On Fri, Nov 10, 2017 at 2:58 AM, Patrick McLean chutzpah@gentoo.org wrote:
On 2017-11-09 12:04 PM, Linus Torvalds wrote:
On Thu, Nov 9, 2017 at 11:51 AM, Patrick McLean chutzpah@gentoo.org wrote:
We will check our fork against the in-kernel cp201x driver to make sure we didn't miss anything, but it seems odd we would be hitting the issue so consistently in the NFS code path, rather than somewhere in USB, serial, or GPIO paths.
So since you seem to be able to reproduce this _reasonably_ easily, it's definitely worth checking that it still reproduces even without the gcc plugins.

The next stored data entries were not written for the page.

PR #184, opened 2021-12-09
calls: show notifications for call start/end in DMs

sumnerevans:
image

### DIFF
--- a/mautrix_signal/signal.py
+++ b/mautrix_signal/signal.py
@@ -70,6 +70,8 @@ class SignalHandler(SignaldClient):
             await self.handle_typing(user, sender, evt.typing)
         if evt.receipt:
             await self.handle_receipt(sender, evt.receipt)
+        if evt.call_message:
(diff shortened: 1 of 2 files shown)


mautrix_signal/signal.py
```diff
@@ -116,6 +118,38 @@ async def handle_message(self, user: 'u.User', sender: 'pu.Puppet', msg: Message
...
+        if msg.call_message.offer_message:
+            call_type = {
+                OfferMessageType.AUDIO_CALL: " voice ",
+                OfferMessageType.VIDEO_CALL: " video ",
+            }.get(msg.call_message.offer_message.type, " ")
+            msg_html += (
+                f" started a{call_type}call on Signal. Use the native app to answer the call."
+            )
+        elif msg.call_message.hangup_message:
+            msg_html += " ended a call on Signal."
```
tulir, line 145: Call end notifications should be disabled by default and/or use `m.notice` instead of `m.text`

tulir (approved):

I haven't been able to reproduce it with RANDSTRUCT disabled (and structleak enabled). I will keep trying for a little while more, but evidence seems to be pointing to that.
Something must have changed since 4.13.8 to trigger this though. This did not crop up at all until we tried 4.13.11, where it we saw it pretty quickly. We have a pretty large number of machines running 4.13.6 with RANDSTRUCT enabled and running a the same workload with many more clients, and have not seen this bug at all.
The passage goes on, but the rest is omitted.